(Dataset entries)
PR #3066, opened 2019-10-26
Migrate encrypted push notification handling

bbirman:
- Migrated encrypted push notification code from the internal shared repo. Didn’t make any logic changes, updated naming like SFS -> SFSDK
- Added manager flag to use encrypted push notifications

I kept the same header visibility as the originals but I couldn’t find any usage of PushNotificationFieldsConstants or PushNotificationError in other apps so I’m not sure if we should keep those two public or not— let me know if they should be changed


libs/SalesforceSDKCore/SalesforceSDKCore/Classes/PushNotification/SFSDKPushNotificationEncryption.m
```diff
@@ -0,0 +1,40 @@
...
+#import <SalesforceSDKCore/SFSDKCryptoUtils.h>
+#import "SFSDKPushNotificationEncryption.h"
+#import "SFSDKPushNotificationEncryptionConstants.h"
+
+@implementation SFSDKPushNotificationEncryption
+
++ (NSString *)getRSAPublicKey {
+    NSString *rsaPublicKey = [SFSDKCryptoUtils getRSAPublicKeyStringWithName:kPNEncryptionKeyName keyLength:kPNEncryptionKeyLength];
+    if (rsaPublicKey == nil) {
+        [SFSDKCryptoUtils createRSAKeyPairWithName:kPNEncryptionKeyName keyLength:kPNEncryptionKeyLength accessibleAttribute:kSecAttrAccessibleAfterFirstUnlock];
```
bbirman: Changed this from deprecated `kSecAttrAccessibleAlways`

libs/SalesforceSDKCore/SalesforceSDKCore/Classes/PushNotification/SFPushNotificationManager.h
```diff
@@ -45,6 +45,10 @@ NS_ASSUME_NONNULL_BEGIN
  */
 @property (nullable, nonatomic, strong) NSDictionary* customPushRegistrationBody;
 
+/** Use this flag to indicate if the notifications should be encrypted. NO by default.
```
bhariharan: Add a comment here that this flag should always be set to `NO` for `Apex push notifications`.

libs/SalesforceSDKCore/SalesforceSDKCore/Classes/PushNotification/SFPushNotificationManager.m
```diff
@@ -39,18 +40,6 @@
 #pragma clang diagnostic push
```
bhariharan: Do we still need these pragmas that ignore warnings? Can we remove them now?

libs/SalesforceSDKCore/SalesforceSDKCore/Classes/PushNotification/SFPushNotificationManager.m
```diff
@@ -184,6 +151,15 @@ - (BOOL)registerSalesforceNotificationsWithCompletionBlock:(void (^)(void))compl
         [bodyDict addEntriesFromDictionary: _customPushRegistrationBody];
     }
     
+    if (self.encryptionEnabled) {
+        NSString *rsaPublicKey = [SFSDKPushNotificationEncryption getRSAPublicKey];
+        if (!rsaPublicKey) {
+            [SFSDKCoreLogger e:[self class] format:@"Cannot register for notifications with Salesforce: no RSA key for encrypted notifications"];
+            return NO;
```
bhariharan: This is interesting. If we can't get a key, should we fallback on unencrypted push? 🤔

libs/SalesforceSDKCore/SalesforceSDKCore/Classes/PushNotification/SFSDKPushNotificationDecryption.h
```diff
@@ -0,0 +1,36 @@
...
+*/
+
+#import <Foundation/Foundation.h>
+#import <UserNotifications/UserNotifications.h>
+
+NS_ASSUME_NONNULL_BEGIN
+
+@interface SFSDKPushNotificationDecryption : NSObject
+
++ (BOOL)decryptNotificationContent:(nonnull UNMutableNotificationContent *)notificationContent error:(NSError * _Nullable * _Nullable)error;
```
bhariharan: How would the notification extension in the app get the decrypted content?

libs/SalesforceSDKCore/SalesforceSDKCore/Classes/PushNotification/SFSDKPushNotificationEncryption.h
```diff
@@ -0,0 +1,35 @@
...
+DATA, OR PROFITS; OR BUSINESS INTERRUPTION) HOWEVER CAUSED AND ON ANY THEORY OF LIABILITY,
+WHETHER IN CONTRACT, STRICT LIABILITY, OR TORT (INCLUDING NEGLIGENCE OR OTHERWISE) ARISING IN ANY
+WAY OUT OF THE USE OF THIS SOFTWARE, EVEN IF ADVISED OF THE POSSIBILITY OF SUCH DAMAGE.
+*/
+
+#import <Foundation/Foundation.h>
+
+NS_ASSUME_NONNULL_BEGIN
+
+@interface SFSDKPushNotificationEncryption : NSObject
```
bhariharan: Could we remove this from the public header footprint? It's only required for registration, which is completely internal to `Mobile SDK` at this point. Apps should never need to call this.

libs/SalesforceSDKCore/SalesforceSDKCore/Classes/PushNotification/SFSDKPushNotificationEncryption.m
```diff
@@ -0,0 +1,40 @@
...
+WAY OUT OF THE USE OF THIS SOFTWARE, EVEN IF ADVISED OF THE POSSIBILITY OF SUCH DAMAGE.
+*/
+
+#import <SalesforceSDKCore/SFSDKCryptoUtils.h>
+#import "SFSDKPushNotificationEncryption.h"
+#import "SFSDKPushNotificationEncryptionConstants.h"
+
+@implementation SFSDKPushNotificationEncryption
+
++ (NSString *)getRSAPublicKey {
```
bhariharan: I suggest moving this method inside the class that performs the registration. Make it a private method inside that class. Apps don't need to call this since the SDK handles registration.

libs/SalesforceSDKCore/SalesforceSDKCore/Classes/PushNotification/SFSDKPushNotificationEncryptionConstants.h
```diff
@@ -0,0 +1,31 @@
...
+DAMAGES (INCLUDING, BUT NOT LIMITED TO, PROCUREMENT OF SUBSTITUTE GOODS OR SERVICES; LOSS OF USE,
+DATA, OR PROFITS; OR BUSINESS INTERRUPTION) HOWEVER CAUSED AND ON ANY THEORY OF LIABILITY,
+WHETHER IN CONTRACT, STRICT LIABILITY, OR TORT (INCLUDING NEGLIGENCE OR OTHERWISE) ARISING IN ANY
+WAY OUT OF THE USE OF THIS SOFTWARE, EVEN IF ADVISED OF THE POSSIBILITY OF SUCH DAMAGE.
+*/
+
+#ifndef SFSDKPushNotificationEncryptionConstants_h
+#define SFSDKPushNotificationEncryptionConstants_h
+
+static NSString * const kPNEncryptionKeyName = @"com.salesforce.mobilesdk.notificationKey";
```
bhariharan: Remove from public header footprint.

libs/SalesforceSDKCore/SalesforceSDKCore/Classes/PushNotification/SFPushNotificationManager.m
wmathurin: Under what circumstances can getRSAPublicKey fail?

libs/SalesforceSDKCore/SalesforceSDKCore/Classes/PushNotification/SFSDKPushNotificationEncryption.m
wmathurin: Should the app decide the accessible attribute to use? In other words, should `getRSAPublicKey` take a `accessibleAttribute` parameter?

wmathurin: It will probably be flagged by security if we use `kSecAttrAccessibleAlways`. See https://github.com/forcedotcom/SalesforceMobileSDK-iOS/pull/2827

bhariharan: I don't know about that. Devs might unknowingly change this to some more restrictive value and PNs will stop working suddenly. We see GitHub issues being raised for keychain issues due to incorrect values quite frequently. We might want to keep this internal to the SDK.

wmathurin: Then I would use `kSecAttrAccessibleAfterFirstUnlockThisDeviceOnly`.

bhariharan: Agreed. Sounds good 👍

libs/SalesforceSDKCore/SalesforceSDKCore/Classes/PushNotification/SFPushNotificationManager.m
bbirman: - I was on the fence about it, my thought was that if an app required encrypted push we shouldn't fall over to something less secure without them knowing
- I don't know what could cause failure, just that the methods this eventually calls into for creation (`SecKeyCreateRandomKey`, `SecKeyCopyPublicKey`) and retrieval are nullable

libs/SalesforceSDKCore/SalesforceSDKCore/Classes/PushNotification/SFSDKPushNotificationEncryptionConstants.h
bbirman: This header isn't public, but I could move it to `SFPushNotificationManager` along with the `getRSAPublicKey` method if you want to get rid of the file

libs/SalesforceSDKCore/SalesforceSDKCore/Classes/PushNotification/SFSDKPushNotificationDecryption.h
bbirman: It modifies the given content, I also just realized this is missing a doc comment, will add!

The problem:
Count, in the records above, the lines that contain "BOOL", and write only the resulting number.

Response for this exercise:
2